Resumindo, para apoiar a continuidade da exposição: o primeiro caminho do
controle das armas de destruição de massa, evidentemente o ideal, está alicerçado na
inexistência de razões conflitantes o bastante para justificar esse tipo extremo de 4
armamentismo. O segundo, na hierarquia de poder, que proporciona as condições para o
exercício da coerção política, econômica e, se necessária, militar um caminho
obviamente discutível sob a perspectiva dos conceitos da igualdade jurídica e da soberania dos Estados, vigentes desde Westphália.

No tocante ao segundo caminho, o problema reside no confronto entre as razões do
Estado que se arma e as da humanidade, que precisa de tranqüilidade perturbada pelas
armas de destruição de massa.
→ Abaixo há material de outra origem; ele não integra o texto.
PR #957, opened 2025-04-02
test(encryption): add bdd tests for encryption

Abhinandan-Purkait:
- Adds the feature file for encryption.
- Adds the bdd test for the same.

### DIFF
--- a/tests/bdd/features/encryption/feature.feature
+++ b/tests/bdd/features/encryption/feature.feature
@@ -1,0 +1,27 @@
+Feature: Encryption-at-Rest on Mayastor DiskPool
+
+  Background:
+    Given the product is installed and running
+
+  Scenario Outline: Creating and Importing an encrypted DiskPool
+    Given a user created Secret file containing key parameters with <cipher> and <keysize>
+    When a diskpool is created with this Secret file
+    And the node hosting the pool reboots
+    Then the encrypted disk pool gets imported successfully eventually
+    Examples:
+      | cipher  | keysize |
+      | AesXts  | 128     |
+
+  Scenario Outline: Volume replica scheduling
+    Given a user created Secret file containing key parameters with <cipher> and <keysize>
+    When a diskpool is created with this Secret file
+    Then the encrypted disk pool gets created successfully
+    When a diskpool is created without encryption
+    Then the non encrypted disk pool gets created successfully
+    When a single replica volume is created with encryption
+    Then the replica for encrypted volume should be on encrypted pool
+    When a single replica volume is created without encryption
+    Then the replica for non encrypted volume should be on non encrypted pool
+    Examples:
+      | cipher  | keysize |
+      | AesXts  | 128     |
--- a/tests/bdd/features/encryption/test_encryption.py
+++ b/tests/bdd/features/encryption/test_encryption.py
@@ -1,0 +1,213 @@
+"""Encryption-at-Rest on Mayastor DiskPool feature tests."""
+
+import pytest
+import os
+import json
+
+from pytest_bdd import (
+    given,
+    scenario,
+    then,
+    when,
+    parsers,
+)
+from retrying import retry
+from common.deployer import Deployer, workspace_tmp
+from common.apiclient import ApiClient
+from common.docker import Docker
+from common.operations import Cluster
+from openapi.model.node_status import NodeStatus
+from openapi.model.pool_status import PoolStatus
+from openapi.model.create_pool_body import CreatePoolBody
+from openapi.model.encryption import Encryption
+from openapi.model.create_volume_body import CreateVolumeBody
+from openapi.model.encryption_secret import EncryptionSecret
+from openapi.model.volume_policy import VolumePolicy
+
+ENCR_VOLUME_UUID = "5cd5378e-3f05-47f1-a830-a0f5873a1449"
+NON_ENCR_VOLUME_UUID = "05451170-ac6a-43cb-a92a-e5e3581d1111"
+VOLUME_SIZE = 10485761
+NUM_VOLUME_REPLICAS = 1
+ENCR_POOL = "67cda0eb-1772-4e96-8463-ca686a76196d"
+NON_ENCR_POOL = "d12eaa63-2c4c-4256-a825-fdc426d1fa2d"
+NODE_NAME = "io-engine-1"
+
+SECRET_FILE_NAME = "pool-encr-secret"
+SECRET_FILE_PATH = os.path.join(workspace_tmp(), SECRET_FILE_NAME)
+
+
+@pytest.fixture(scope="module")
+def init():
+    Deployer.start(1)
+    yield
+    Deployer.stop()
+
+
+@pytest.fixture(scope="module")
+def disks():
+    pools = Deployer.create_disks(2, size=100 * 1024 * 1024)
+    yield pools
+    Deployer.cleanup_disks(len(pools))
+
+
+@pytest.fixture(autouse=True)
+@given("an io-engine cluster")
+def setup_io_engine_cluster(init, disks):
+    """an io-engine cluster."""
+    pytest.disks = disks
+    yield
+    Cluster.cleanup()
+
+
+@scenario("feature.feature", "Creating and Importing an encrypted DiskPool")
+def test_creating_and_importing_an_encrypted_diskpool():
+    """Creating and Importing an encrypted DiskPool."""
+
+
+@scenario("feature.feature", "Volume replica scheduling")
+def test_volume_replica_scheduling():
+    """Volume replica scheduling."""
+
+
+@given(
+    parsers.parse(
+        "a user created Secret file containing key parameters with {cipher} and {keysize:d}"
+    )
+)
+def _(cipher, keysize):
+    """a user created Secret file containing key parameters with <cipher> and <keysize>."""
+    if cipher == "AesXts":
+        key1 = generate_key(keysize)
+        key2 = generate_key(keysize)
+    elif cipher == "AesCbc":
+        key1 = generate_key(keysize)
+        key2 = None
+
+    SECRET_DATA = {
+        "cipher": cipher,
+        "key": key1,
+        "key_len": keysize,
+        "key2": key2,
+        "key_len2": keysize if key2 else None,
+    }
+
+    with open(SECRET_FILE_PATH, "w") as file:
+        json.dump(SECRET_DATA, file, indent=4)
+
+    yield
+    if os.path.exists(SECRET_FILE_PATH):
+        os.remove(SECRET_FILE_PATH)
+
+
+@given("the product is installed and running")
+def _():
+    """the product is installed and running."""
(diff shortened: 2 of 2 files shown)


Abhinandan-Purkait:
bors try

Abhinandan-Purkait:
bors try

Abhinandan-Purkait:
bors try

Abhinandan-Purkait:
bors try

Abhinandan-Purkait:
bors try

Abhinandan-Purkait:
bors try

tests/bdd/features/encryption/feature.feature
```diff
@@ -0,0 +1,27 @@
...
+  Scenario Outline: Volume replica scheduling
+    Given a user created Secret file containing key parameters with <cipher> and <keysize>
+    When a diskpool is created with this Secret file
+    And another diskpool is created without encryption
+    Then the encrypted disk pool gets created successfully
+    And the non encrypted disk pool gets created successfully
+    When a single replica volume is created with encryption
+    And another single replica volume is created without encryption
+    Then the encryption enabled volume replicas should be on encrypted pool
+    And the non encryption not enabled volume replicas should be on non encrypted pool
```
tiagolobocastro: Maybe reorder in sequence:
When a 
Then
When the
Then the

tests/bdd/features/encryption/feature.feature
```diff
@@ -0,0 +1,27 @@
+Feature: Encryption-at-Rest on Mayastor DiskPool
+
+  Background:
+    Given io-engine is installed and running
```
tiagolobocastro:
```suggestion
    Given the product is installed and running
```

tests/bdd/features/encryption/test_encryption.py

Avaliação delicada porque atinge os conceitos a que acabo
de me referir, mas vital porque no século XXI os conflitos entre países abaixo do primeiro
nível de poder serão muito mais prováveis que os praticamente inverossímeis conflitos
totais entre grandes potências nuclearizadas e, é claro, para a humanidade é preferível
manter os mais prováveis sob tetos de violência menos dramáticos.
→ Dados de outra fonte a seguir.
PR #958, opened 2025-04-02
Cherry-pick PR 955

tiagolobocastro:
In rust, in case of ipv6 we must remove the [ ] from the url host. This is because with ipv6 the url is like so:
http://[$ip]:$port

The host returned by the url library is [$ip] which is not a valid ipv6!

For the testing, the python urllib is already removing the [] and so no changes are required there, though I haven't tested running CI on an ipv6 only linux system.


Abhinandan-Purkait (approved):

tiagolobocastro:
bors merge

PR #961, opened 2025-04-08
make thin by default during snapshot restore

abhilashshetty04:
We do not support snapshot restore into thick volume as of now. With this change user does not need to recreate `thick` sc as `thin` during snapshot restore.  Unless user has specified `thin: false` in sc while resore. We will pass `thin: true`.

O segundo caminho não é suficientemente eficaz para conter países de razoável
grau de desenvolvimento científico e tecnológico, dotados de recursos para aplicar em
programas de armamento de alto custo, quando suas razões, reais ou manipuladas por suas
lideranças, são psicossocialmente convincentes o bastante para justificar o sacrifício do
bem estar social de seus povos em proveito de tais programas. Razões em geral
relacionadas com o jogo de poder regional (inserem-se aqui a índia, o Paquistão e, de certa
forma, o Irã e o hoje manietado Iraque) e, eventualmente, com o sentimento de
inconfiabilidade nos princípios abstratos da segurança coletiva operacionalizada pelo
Conselho de Segurança da ONU, cuja eficácia depende dos interesses das grande potências
e, em particular, dos EUA, hoje o fiel estratégico mundial. Note-se que o jogo do poder
regional e o sentimento de insegurança, podem se somar como acontece com Israel. As
restrições das grandes potências dificultam e encarecem os programas dos países em
patamares tecnológico e econômico minimamente adequados e psicossocialmente
motivados, mas não pode detê-los de modo categórico, inclusive porque a interferência
extrema, militar, seria de alto custo e risco, no caso desses países.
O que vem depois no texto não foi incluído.